PR #3192, opened 2024-06-08
fix: Fix text rendering issue where spaces are missing

luanpotter:
# Description

Fix text rendering issue where spaces end up missing.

Exercise goal: Show the lines of the records that contain the word "rendering".

Answer box:
fix: Fix text rendering issue where spaces are missing
Fix text rendering issue where spaces end up missing.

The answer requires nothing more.